For each line below that contains the word "ImageShow", return that line.
((
PR #6766, opened 2022-11-29
Do not convert I images when showing PNGs

### LINKED ISSUE #6765: Pillow destroys image by incorrectly binarizing grayscale image during show()
### What did you do?
I've probably discovered a severe bug in PIL. I'm trying to open an image but when opening and showing it with PIL, the image is incorrectly binarized and visually completely destroyed.

That the image opens without being destroyed.

### What actually happened?
The image gets destroyed:
0026_destroyed

* OS: MacOS
* Python: 3.9
* Pillow: 9.3.0

```python
from PIL import Image
Image.open("0026.png").show()
```

when reading the very same image with opencv, it works just fine:

```python
import cv2
img_cv2 = cv2.imread("0026.png")
Image.fromarray(img_cv2).show()
```

radarhere:
Resolves #6765

Similarly to #4744, to work around conversion issues, this PR does not convert I images when showing PNGs.

### DIFF
--- a/src/PIL/ImageShow.py
+++ b/src/PIL/ImageShow.py
@@ -77,7 +77,7 @@ class Viewer:
 
         if not (
             image.mode in ("1", "RGBA")
-            or (self.format == "PNG" and image.mode in ("I;16", "LA"))
+            or (self.format == "PNG" and image.mode in ("I", "I;16", "LA"))
         ):
             base = Image.getmodebase(image.mode)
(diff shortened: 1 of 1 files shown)


radarhere:
Closed as the issue creator didn't feel this really addressed the problem - https://github.com/python-pillow/Pillow/issues/6765#issuecomment-1331947235

PR #6767, opened 2022-11-30
When reading BLP, do not trust JPEG decoder to determine image is CMYK

### LINKED ISSUE #6741: test_file_blp.py fails with libjpeg 9e since 9.3.0
### What did you do?
I built Pillow 9.3.0 as downloaded from PyPI and ran the test suite with the following command:
`/usr/bin/python3.X -m pytest Tests/test_file_blp.py`

Every test passes.

### What actually happened?
`test_load_blp1` failed with the following error:
```python
    def test_load_blp1():
        with Image.open("Tests/images/blp/blp1_jpeg.blp") as im:
>           assert_image_equal_tofile(im, "Tests/images/blp/blp1_jpeg.png")

Tests/test_file_blp.py:15: 
_ _ _ _ _ _ _ _ _ _ _ _ _ _ _ _ _ _ _ _ _ _ _ _ _ _ _ _ _ _ _ _ _ _ _ _ _ _ 
Tests/helper.py:105: in assert_image_equal_tofile
    assert_image_equal(a, img, msg)
_ _ _ _ _ _ _ _ _ _ _ _ _ _ _ _ _ _ _ _ _ _ _ _ _ _ _ _ _ _ _ _ _ _ _ _ _ _ 

a = <PIL.BlpImagePlugin.BlpImageFile image mode=RGB size=256x256 at 0x7FF952EF3AD10>
b = <PIL.PngImagePlugin.PngImageFile image mode=RGB size=256x256 at 0x7FF952EF3AF10>, msg = None

    def assert_image_equal(a, b, msg=None):
        assert a.mode == b.mode, msg or f"got mode {repr(a.mode)}, expected {repr(b.mode)}"
        assert a.size == b.size, msg or f"got size {repr(a.size)}, expected {repr(b.size)}"
        if a.tobytes() != b.tobytes():
            if HAS_UPLOADER:
                try:
                    url = test_image_results.upload(a, b)
                    logger.error(f"Url for test images: {url}")
                except Exception:
                    pass
    
>           assert False, msg or "got different content"
E           AssertionError: got different content
E           assert False
```

I don't see this failure in 9.2.0 - it seems that https://github.com/python-pillow/Pillow/commit/f7363c1091c70356d92e56abfca6b65bef9e7b26 caused this issue. When I revert it, the issue is gone (when I revert only the [BlpImagePlugin.py](https://github.com/python-pillow/Pillow/commit/f7363c1091c70356d92e56abfca6b65bef9e7b26#diff-30059d5b5f19c6de1f1b7fcb21e982958ef9432c2795ef68fb5470fb9eccb9dd) change, pillow segfaults on newly added [test_file_blp.py](https://github.com/python-pillow/Pillow/commit/f7363c1091c70356d92e56abfca6b65bef9e7b26#diff-ffd01a62e614987be01f44aeed0c978fc9576964b6e6ff9d9bbba177044f1a28) code, but it passes the `assert_image_equal_tofile` part this failure is about.

This happens on both SPARC and Intel meaning than endianness is most likely not the issue.

* OS: Oracle Solaris 11.4 (both on SPARC and x86)
* Python: 3.7.14, 3.9.14 and 3.11.0
* Pillow: 9.3.0

radarhere:
Resolves #6741

libjpeg 9e has decided to no longer detect the JPEG embedded within Tests/images/blp/blp1_jpeg.blp as being CMYK.

To allow our tests to still pass, if the BLP JPEG is in CMYK mode, this PR passes a value for [`jpegmode`](https://github.com/python-pillow/Pillow/blob/0ec32a30120cb22b533fd8563749d44bd5d3f78f/src/decode.c#L824-L833), so that [JpegDecode.c will override what libjpeg has detected.](https://github.com/python-pillow/Pillow/blob/0ec32a30120cb22b533fd8563749d44bd5d3f78f/src/libImaging/JpegDecode.c#L183-L195)

Testing in libjpeg 9d and 9e in my fork of pillow-wheels, the BLP tests [fail without this](https://github.com/radarhere/pillow-wheels/actions/runs/3579890161), and [pass with it.](https://github.com/radarhere/pillow-wheels/actions/runs/3579892207)

### DIFF
--- a/src/PIL/BlpImagePlugin.py
+++ b/src/PIL/BlpImagePlugin.py
@@ -373,6 +373,9 @@ class BLP1Decoder(_BLPBaseDecoder):
         data = BytesIO(data)
         image = JpegImageFile(data)
         Image._decompression_bomb_check(image.size)
+        if image.mode == "CMYK":
+            decoder_name, extents, offset, args = image.tile[0]
+            image.tile = [(decoder_name, extents, offset, (args[0], "CMYK"))]
         r, g, b = image.convert("RGB").split()
         image = Image.merge("RGB", (b, g, r))
         self.set_as_raw(image.tobytes())


kulikjak:
I tested the patch myself with each Python we deliver pillow for and the test suite is green again. Thanks!

Out of curiosity, IIUIC, the fix is to tell libjpeg explicitly that the given image is "CMYK" as it no longer detects it itself (and Pillow does know that through other means)?

PR #6774, opened 2022-12-02
Support saving JPEG comments

### LINKED ISSUE #6773: PIL doesn't write JPEG comment
Following up on an answer I gave to the following stackoverflow question: https://stackoverflow.com/a/74658310/1358308

OP asked how to write a JPEG comment into the file, i.e. not an EXIF comment, but as a COM segment.  The closest issue I could find, #4450, was about reading JPEG comments.

While looking for a solution I cloned the repo (hash 5bdf63e1d170e1db324c5f805c4e838e4d455e98) to see what was going on, but couldn't see anything relevant.

Would be happy to turn this into a pull-request if you think this is a reasonable idea.  I think I'd fix by modifying `_save()` to pull in the comment (from the `applist`) by appending to `extra` in a similar way as `icc_profile`:

https://github.com/python-pillow/Pillow/blob/948678633924fd62b4ab1cc632acd218ad6796ba/src/PIL/JpegImagePlugin.py#L714-L736

Comments appreciated!

smason:
Fixes #6773 

 * a JPEG COM segment can now be written during `Image.save`
 * opening a JPEG file and saving to another file will now copy any existing comment across
 * user can now do `image.save(filename, format='JPEG', comment='comment to be written')` and the comment will be written to a COM segment

### DIFF
--- a/src/encode.c
+++ b/src/encode.c
@@ -1057,7 +1057,7 @@ PyImaging_JpegEncoderNew(PyObject *self, PyObject *args) {
 
     if (!PyArg_ParseTuple(
             args,
-            "ss|nnnnnnnnOy#y#y#",
+            "ss|nnnnnnnnOz#y#y#",
             &mode,
             &rawmode,
             &quality,
--- a/src/libImaging/JpegEncode.c
+++ b/src/libImaging/JpegEncode.c
@@ -278,7 +278,7 @@ ImagingJpegEncode(Imaging im, ImagingCodecState state, UINT8 *buf, int bytes) {
 
         case 4:
 
-            if (context->comment_size > 0) {
+            if (context->comment) {
                 jpeg_write_marker(&context->cinfo, JPEG_COM, (unsigned char *)context->comment, context->comment_size);
             }
             state->state++;
--- a/CHANGES.rst
+++ b/CHANGES.rst
@@ -5,6 +5,9 @@ Changelog (Pillow)
 9.4.0 (unreleased)
 ------------------
 
+- Added getxmp() to WebPImagePlugin #6758
+  [radarhere]
+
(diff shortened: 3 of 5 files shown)


smason:
not sure what's going on with that MSYS2 MinGW 32-bit test failure, but it looks unrelated

radarhere:
There are some intermittent failures in our CIs. I've rerun the job, and it has passed now.

src/encode.c
```diff
@@ -1057,7 +1057,7 @@ PyImaging_JpegEncoderNew(PyObject *self, PyObject *args) {
 
     if (!PyArg_ParseTuple(
             args,
-            "ss|nnnnnnnnOy#y#y#",
+            "ss|nnnnnnnnOz#y#y#",
```
smason, line 1060: @radarhere what do you think about using a `#z` parameter?  advantages are:

* allows passing `None` directly
* no need to check for whether to `str.encode()`

src/libImaging/JpegEncode.c
```diff
@@ -278,7 +278,7 @@ ImagingJpegEncode(Imaging im, ImagingCodecState state, UINT8 *buf, int bytes) {
 
         case 4:
 
-            if (context->comment_size > 0) {
+            if (context->comment) {
```
smason, line 281: the rest of the code is conditional on `comment != NULL` rather than `comment_size > 0`

they should be the same, but keeping things consistent feels nicer to me

radarhere: When you say "the rest of the code", what are you referring to?

smason:
@radarhere thanks for all the help getting that merged!

sorry for the silence the past couple of days. I've been a bit ill, but recovering now

PR #6783, opened 2022-12-07
If available, use wl-paste or xclip for grabclipboard() on Linux

### LINKED ISSUE #6751: Support ImageGrab from clipboard on Linux via xclip and wl-clipboard
Currently, `grabclipboard` raises `NotImplementedError` on Linux. But I think we can use xclip or wl-clipboard if they are installed. A subprocess call saving the image to a temporary file should be enough.

```sh
xclip -selection clipboard -t image/jpeg -o > test.jpg  # Edit 1
wl-paste --type image/jpg > test.jpg
```

I'm willing to help implement this feature.

### What did you do?

Try to grab an image from the clipboard on Linux

The image is grabbed

### What actually happened?

```
NotImplementedError: ImageGrab.grabclipboard() is macOS and Windows only
```

* OS:  Linux (Manjaro KDE)
* Python: 3.10.8
* Pillow: 9.3.0

```python
from PIL.ImageGrab import grabclipboard
grabclipboard()
```

radarhere:
Resolves #6751, by using [`wl-paste`](https://github.com/bugaevc/wl-clipboard) or [`xclip`](https://github.com/astrand/xclip) for `ImageGrab.grabclipboard()` on Linux.

### DIFF
--- a/Tests/test_imagegrab.py
+++ b/Tests/test_imagegrab.py
@@ -64,9 +64,13 @@ $bmp = New-Object Drawing.Bitmap 200, 200
             )
             p.communicate()
         else:
-            with pytest.raises(NotImplementedError) as e:
-                ImageGrab.grabclipboard()
-            assert str(e.value) == "ImageGrab.grabclipboard() is macOS and Windows only"
+            if not shutil.which("wl-paste"):
+                with pytest.raises(NotImplementedError) as e:
+                    ImageGrab.grabclipboard()
+                assert (
+                    str(e.value)
+                    == "wl-paste is required for ImageGrab.grabclipboard() on Linux"
+                )
             return
 
         ImageGrab.grabclipboard()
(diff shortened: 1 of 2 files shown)


Tests/test_imagegrab.py
```diff
@@ -64,9 +64,13 @@ def test_grabclipboard(self):
...
-            with pytest.raises(NotImplementedError) as e:
-                ImageGrab.grabclipboard()
-            assert str(e.value) == "ImageGrab.grabclipboard() is macOS and Windows only"
+            if not shutil.which("wl-paste"):
+                with pytest.raises(NotImplementedError) as e:
+                    ImageGrab.grabclipboard()
+                assert (
+                    str(e.value) == "wl-paste or xclip is required"
+                    " for ImageGrab.grabclipboard() on Linux"
+                )
```
hugovk, line 73: Can we use `pytest.raises(ValueError, match='...')`?

```suggestion
                with pytest.raises(
                    NotImplementedError,
                    match="wl-paste or xclip is required "
                    "for ImageGrab.grabclipboard() on Linux",
                ) as e:
                    ImageGrab.grabclipboard()
```

https://docs.pytest.org/en/7.1.x/reference/reference.html#pytest.raises

radarhere: Sure, I've added a commit for that.

Issue #6786, opened 2022-12-07
[Documentation] Value ranges in the `Modes` section


GeorgeJIrwin:
There is missing information in the current `Modes` section (Version 9.3.0):

![image](https://user-images.githubusercontent.com/119657866/206249295-262cd629-2b2e-4f6f-8b8d-88bfd673b26a.png)

While it provides the value ranges expected for images built on `1` bit or `8` bits, it doesn't say the expected values for the types `I` and `F`.
What is the white value in those cases? It is important when using `fromarray` from a numpy array.
Usually the values for `Float32` images is in the range `[0, 1]` yet it doesn't seem to be the case with `PIL`.

Moreover, The values for the `YCbCr`, `LAB` and `HSV` are not specified. Usually `Y` is in the range `[0, 100]`, is it in that case or just scaling of `[0, 1]` into `{0, 1, ..., 255}`? What about the `H` in `HSV`?

It would be great if those will be mentioned explicitly in the documentation.

Yay295:
Also, I believe #3159 is again relevant here.

GeorgeJIrwin:
@radarhere , While indeed it says `8 Bit` will have the range 0-255, it doesn't say what is scaled there.
What's needed is the native values of the parameter and then how it is scaled into the 0-255 range.
For instance, for `H`, is 0-255 scaling of 0-359.99? Is is -180-179.99? Is it 0-360?

Anyhow, for `I` and `F` there is no way to understand what's the expected range.

radarhere:
I've created PR #6795 to document the Hue range.

"I" has the range of a "32-bit signed integer" - an INT32 in C.

```pycon
>>> from PIL import Image
>>> Image.new("I", (1, 1), -2**31).load()[0, 0]
-2147483648
>>> Image.new("I", (1, 1), 2**31-1).load()[0, 0]
2147483647
>>> Image.new("I", (1, 1), 2**31).load()[0, 0]
-2147483648
>>> Image.new("I", (1, 1), -2**31-1).load()[0, 0]
2147483647
```

![Screenshot 2022-12-10 at 7 57 34 pm](https://user-images.githubusercontent.com/3112309/206842229-5290d555-1415-4cce-a70a-c584f15dc17c.png)

For "F", it has the range of a "32-bit floating point pixel", a FLOAT32 in C.

radarhere:
I've updated #6795 to mention INT32 and FLOAT32.

PR #6795, opened 2022-12-10
Improved mode range documentation

radarhere:
Helps #6786

Inputting HSV (359.9, 100%, 100%) into https://www.rapidtables.com/convert/color/hsv-to-rgb.html, I get RGB (255, 0, 0).

```python
>>> from PIL import Image
>>> im = Image.new("HSV", (1, 1), (255, 255, 255))
>>> im.convert("RGB").getpixel((0, 0))
(255, 0, 0)
```

I would therefore conclude that the H value ranges from 0-360, excluding 360.


radarhere:
I've added another commit to mention the ranges of the "I" and "F" modes.

PR #6820, opened 2022-12-23
Added DDS support for uncompressed L and LA images

radarhere:
#6486 refactors the DDS plugin, but also adds support for reading and writing uncompressed L and LA images.

This PR extracts that new functionality, without the refactoring.

In https://learn.microsoft.com/en-us/windows/win32/direct3ddds/dds-pixelformat, `DDPF_LUMINANCE` is described as
> Used in some older DDS files for single channel color uncompressed data

It
> Can be combined with DDPF_ALPHAPIXELS for a two channel DDS file.


hugovk (approved):
Thanks, let's also add to release notes.

radarhere:
Ok, I've added a commit for that.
))
» **Solution**:
--- a/src/PIL/ImageShow.py
+++ b/src/PIL/ImageShow.py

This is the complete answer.